Where is the Bride?
By
Laurie King-Irani,
The Electronic Intifada, 10 January 2005
Turned out in his
best formal suit, a neatly folded kuffiya carefully draped over his
shoulders, Mahmoud Abbas smiles with confidence and anticipation as he is
carried aloft by celebrants and supporters on this festive day. Just
looking at him, you can tell he probably even smells nice, anointed with
the fragrance of victory. The elections were a foregone conclusion, the
polling a compulsory ritual, all meant to legitimate what everyone already
knew: Abbas was the one and only.
The hubbub of voters attending this electoral rite of passage yesterday
was reminiscent of a Palestinian wedding. Abbas, though nearing 70, is a
presentable groom: calm, handsome, clean-shaved. He has never appeared in
public in rumpled military fatigues while carrying a gun. Abbas
understands his role and plays it respectably; he's level-headed,
calculating, and realistic.
Abbas is not an idealist, nor is he given to passions. His business-like
demeanor spells "dependability," and clearly pleases the Israeli and US
governments. But they are not the bride, nor even the parents of the
bride. So just who is being courted and betrothed here? Where, indeed, is
the bride?
If this election is like a wedding, it is a surreal, even pantomime,
marriage, a show presented partly for distraction, but mostly to suit
other interests and desires that do not coincide with the expected reasons
-- and requirements -- of most elections or nuptials. Yesterday's polls
were heavy on symbolism, hope and hype, and rather light on emotions as
well as the crucial structures of governance and the sorts of powers one
would expect a president to wield. But on this festive day, such doubts
were brushed aside so that all could admire the handsome and suitable
groom while placing unrealistic hopes on his shoulders.

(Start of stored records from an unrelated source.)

PR #1707, opened 2025-03-07
feat: add ratatui::run() method

joshka:
This introduces a new `ratatui::run()` method which runs a closure with
a terminal initialized with reasonable defaults for most applications.
This calls `ratatui::init()` before running the closure and
`ratatui::restore()` after the closure completes, and returns the result
of the closure.

A minimal hello world example using the new `ratatui::run()` method:

```rust
use crossterm::event;

fn main() -> Result<(), Box<dyn std::error::Error>> {
    ratatui::run(|terminal| loop {
        terminal.draw(|frame| frame.render_widget("Hello, world!", frame.area()))?;
        if matches!(event::read()?, event::Event::Key(_)) {
            break Ok(());
        }
    })
}
```

Of course, this also works both with apps that use free methods and structs:

```rust
fn run(terminal: &mut DefaultTerminal) -> Result<(), AppError> { ... }

ratatui::run(run)?;
```

```rust
struct App { ... }

impl App {
    fn new() -> Self { ... }
    fn run(mut self, terminal: &mut DefaultTerminal) -> Result<(), AppError> { ... }
}

ratatui::run(|terminal| App::new().run(terminal))?;
```

### DIFF
--- a/ratatui-widgets/examples/sparkline.rs
+++ b/ratatui-widgets/examples/sparkline.rs
@@ -22,28 +22,19 @@ use ratatui::layout::{Constraint, Layout, Rect};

Yesterday's elections did not choose a president so much as they
formalized a rite of passage in the upper ranks of Fatah, passing the
mantle of leadership of the Palestinian Authority (not the
Palestinian people) from the late Yasser Arafat to Mahmoud Abbas, a.k.a.,
Abu Mazen.
The poll, this stilted, shotgun wedding, had a strange energy -- drained,
anemic, and hesitant. Few seemed genuinely enthusiastic. The bride was not
there, after all, and big issues and concerns were also missing. Universal
human rights and international humanitarian law were not honored guests at
this celebration. Inviting them might have elicited passions. Had that
happened, Abu Mazen might have lost his title of "moderate candidate."
This description implies that the contender in yesterday's elections, Dr.

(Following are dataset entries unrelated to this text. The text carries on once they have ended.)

PR #1728, opened 2025-03-19
style: use Module imports_granularity

joshka:
I was swayed by the arguments about this made by the compiler team In
<https://github.com/rust-lang/compiler-team/issues/750> and decided to
look at how this organization affects ratatui. I found this reduces the
number of lines across the codebase by about 350 and makes the imports
more readable and definitely more greppable as you usually only have
to read a single line. I've found in the past that maintaining imports
regularly leads to merge conflicts which have to be resolved by hand
and this change should reduce the likelihood of that happening.

Main change is in rustfmt.toml, and the rest is just the result of
running `cargo xtask format`.

While implementing this, cargo machete brings up that the various
backend crates are unused by the example crates.

The re-export of each backend crate under ratatui is to make it possible
for libs that rely on a specific version of ratatui to use the same
version of the backend crate. Apps in general should use the backend
crate directly rather than through ratatui as this is less confusing.

-    Removes all usages of `ratatui::{crossterm, termion, termwiz}`` in the
    examples.
-    Adds the backend crate to the dependencies of the examples that use
    the backend crate directly.


rustfmt.toml
```diff
@@ -1,9 +1,12 @@
...
+
+use_field_init_shorthand = true
+
+# unstable options
 comment_width = 100
 format_code_in_doc_comments = true
 format_macro_matchers = true
 group_imports = "StdExternalCrate"
-imports_granularity = "Crate"
+imports_granularity = "Module"
```
joshka, line 10: This is the only manual change

joshka:
fix: use backend specific imports for examples

The re-export of each backend crate under ratatui is to make it possible
for libs that rely on a specific version of ratatui to use the same
version of the backend crate. Apps in general should use the backend
crate directly rather than through ratatui as this is less confusing.

This fixes the cargo machete errors that find that the backend crate
is not used directly in many of the examples.

- Removes all usages of `ratatui::{crossterm, termion, termwiz}`` in the
  examples.
- Adds the backend crate to the dependencies of the examples that use
  the backend crate directly.

orhun (approved):
Nice, less code less bugs (not really)

joshka:
> Nice, less code less bugs (not really)

fewer merge conflicts, so if you class that as sort of a bug...

PR #1735, opened 2025-03-24
feat!: rename Alignment to HorizontalAlignment and add VerticalAlignment

joshka:
We don't anticipate removing or deprecating the type alias in the near
future, but it is recommended to update your imports to use the new
name.

Added a VerticalAlignment enum to make the API more consistent. We don't
have a specific use case for it yet, but it's better to add it now and
be able to use it in the future.

BREAKING-CHANGE: The `Alignment` enum has been renamed to
`HorizontalAlignment` to better reflect its purpose. A type alias has
been added to maintain backwards compatibility, however there are some
cases where type aliases are not enough to maintain backwards
compatibility. E.g. when using glob imports to import all the enum
variants. This should not affect most users, but it is recommended to
update your imports to use the new name.

```diff
- use ratatui::layout::Alignment;
+ use ratatui::layout::HorizontalAlignment;

- use Alignment::*;
+ use HorizontalAlignment::*;
```

### DIFF
--- a/BREAKING-CHANGES.md
+++ b/BREAKING-CHANGES.md
@@ -14,6 +14,7 @@ This is a quick summary of the sections below:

Mustafa Barghouti, was a fiery and dangerous radical or an advocate of
violence. He is neither. Rather, Barghouti is a medical doctor and a
respected human rights activist who is highly regarded as an earnest,
intelligent, hard-working man of integrity, someone who'd like to change
the status quo, discuss the rudiments of a just society, widen political
participation, and in general shake things up constructively.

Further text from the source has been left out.